소비자패널자료를 활용한 개별 소비자의 돈육 구입빈도, 구입부위 및 구입량 선택행위 분석
권오상 ( Oh Sang Kwon ),강혜정 ( Hyu Jung Kang ),서종석 ( Jong Seok Seo ),조용빈 ( Yong Been Cho ) 한국농업경제학회 2014 農業經濟硏究 Vol.55 No.3
This study estimates household`s demand for fresh pork cuts using a micro consumption data set in Korea. The choices for purchasing cut (=what), purchasing amount (=how much), and purchasing frequency (=how often) are modelled as interrelated discrete, continuous and count data choice behaviors, respectively. The short-run and long-run own and cross price elasticities are estimated, and the impacts of household characteristics are also analyzed. It is found that each cut has quite substantial cross as well as own price elasticity. The demand for belly which is the most popular cut in Korea is relatively inelastic in its own price change, but its impact on demand for other cuts is very high.

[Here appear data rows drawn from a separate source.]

Issue #13276, opened 2026-03-11
For some products, `aggregated_set.nutrients.[nutrient_name].source_per is `100kj`


raphael0202:
This shouldn't be allowed according to the schema.

Example product: https://world.openfoodfacts.org/api/v3.5/product/00433556?fields=nutrition

PR #13278, opened 2026-03-11
fix: Validate nutrition per values to prevent invalid source_per in aggregated sets

harsh-791:
## What
Added validation for **nutrition `per` field values** to prevent invalid `source_per` values (e.g., `"100kj"`, `"100kcal"`) from appearing in `aggregated_set.nutrients.[nutrient_name].source_per`.

## Why This Was Needed
- The API schema only allows the following `source_per` values: `["100g", "100ml", "serving"]`.
- Invalid values like `"100kj"` were being copied directly from input without validation.
- This caused schema violations, visible in products such as:  
  https://world.openfoodfacts.org/api/v3.5/product/00433556?fields=nutrition

## Changes Made
- Created a **`normalize_and_validate_per()`** function to validate values against allowed values.
- Applied validation at two entry points:
  - **API v3 requests:** Returns a proper error response for invalid values.
  - **Legacy field parsing:** Silently falls back to a default when extracting from old field names.
- Added **14 new unit tests**.
- Exported the validation function for better testability.

## Impact
- Prevents new invalid `source_per` values from being created.
- Existing products with invalid values will require **database cleanup** (e.g., regenerating aggregated sets).

### Verification
- **204 unit tests pass** in `nutrition.t`
- No compilation or lint errors
- Tested in Docker development environment

## Related Issue(s)
Fixes: **#13276**

### DIFF
--- a/lib/ProductOpener/Nutrition.pm
+++ b/lib/ProductOpener/Nutrition.pm
@@ -51,6 +51,7 @@ BEGIN {
 		&get_preparations_for_product_type
 		&get_pers_for_product_type
 		&get_default_per_for_product
+		&normalize_and_validate_per
 		&get_unit_options_for_nutrient
 		&normalize_nutrient_value_string_and_modifier
 		&assign_nutrient_modifier_value_string_and_unit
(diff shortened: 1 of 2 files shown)


harsh-791:
@raphael0202 can you please review this PR and suggest any changes if required

PR #13283, opened 2026-03-12
taxonomy(food): potato category edits

Freso:
The main purpose of this is to include a few more potato-based categories under `en:Potatoes and their products`, since that seems like it might be what the next Open Prices challenge centers around, based on the current votes on the post in #prices on Slack.

In addition to that, this also:
- Adds some Danish and Swedish translations.
- Adds some `wikidata` properties


taxonomies/food/categories.txt
```diff
@@ -81196,6 +81227,7 @@ hr: Jela od bulgura
 lt: Bulgur patiekalai
 
 < en:Meals
+< en:Potatoes and their products
```
moon-rabbitOFF:
```suggestion
```

The categories "(something) and their products" is for products derived from this product. E.g. fries, mashed potatoes, A meal contains a lot of ingredients: a potato dish is not derived from potato, it contains potatoes.

taxonomies/food/categories.txt
```diff
@@ -84279,6 +84311,7 @@ ciqual_food_name:fr: Gratin de pâtes
 #wikidata:en:
 
 < en:Gratins
+< en:Potatoes and their products
```
moon-rabbitOFF:
```suggestion
```

stephanegigandet:
Personal (but not very strong) opinion, for "X and their products", I would put only products that are described only with the X ingredient. If the product name contains another significant ingredient (not just a flavor or spice), like "Potatoes with chicken" or "Chicken with potatoes".

taxonomies/food/categories.txt
Freso: Potato gratins are 80+%, if not 90+%, potato, so I think they still qualify here. I’ll remove the potato meals from this PR though.

Freso: Upon actually reviewing some of the products in https://world.openfoodfacts.org/facets/categories/potato-gratin it seems like I was mistaken in how much potato they contain. I’ve changed this to instead be `< en:Potato dishes` now.

Freso:
@moon-rabbitOFF If you’re happy with the current state of the PR, feel free to approve so it can get merged. :)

Several cuts are normal while the others are inferior. Household size, age, family composition, housing type, purchasing season and time affect all the three interrelated choices. Our model is not based on a single coherent utility maximization process, but is more flexible than the popular marketing science research models based on the Hanemann`s dis-crete-continuous model.